* _Work required_: Every entry must appear in the answer exactly as written.

Start of Data in this exercise

PR #402, opened 2018-11-16
adding lesson 09 assignment

TinaBrownfield:
submitting lesson 09 assignment

### DIFF
--- a/students/TinaB/lesson09/threading_get_news.py
+++ b/students/TinaB/lesson09/threading_get_news.py
@@ -1,0 +1,110 @@
+#!/usr/bin/env python3
+"""
+Lesson 09
+In this lesson, we looked at an asyncio based web data scraper.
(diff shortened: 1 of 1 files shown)


ldconejo:
Hi Tina,

Your code as it is right now crashes due to the following log entry from line 36:

`logger.info({srcs})`

Now, the _srcs_ variable comes from line 33:

```
srcs = [src['id'].strip() for src in data['sources']]
```
You cannot hash a list, which what causes the script to crash:

```
  File "threading_get_news.py", line 36, in get_sources
    logger.info({srcs})
TypeError: unhashable type: 'list'
```
Was it somehow working on your side?

Thanks,

Luis

TinaBrownfield:
It was working on my end when i submitted it. But now is not. I will edit and resubmit.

End of Data in this exercise

* _Finished task_:
PR #402, opened 2018-11-16
adding lesson 09 assignment

TinaBrownfield:
submitting lesson 09 assignment

### DIFF
--- a/students/TinaB/lesson09/threading_get_news.py
+++ b/students/TinaB/lesson09/threading_get_news.py
@@ -1,0 +1,110 @@
+#!/usr/bin/env python3
+"""
+Lesson 09
+In this lesson, we looked at an asyncio based web data scraper.
(diff shortened: 1 of 1 files shown)


ldconejo:
Hi Tina,

Your code as it is right now crashes due to the following log entry from line 36:

`logger.info({srcs})`

Now, the _srcs_ variable comes from line 33:

```
srcs = [src['id'].strip() for src in data['sources']]
```
You cannot hash a list, which what causes the script to crash:

```
  File "threading_get_news.py", line 36, in get_sources
    logger.info({srcs})
TypeError: unhashable type: 'list'
```
Was it somehow working on your side?

Thanks,

Luis

TinaBrownfield:
It was working on my end when i submitted it. But now is not. I will edit and resubmit.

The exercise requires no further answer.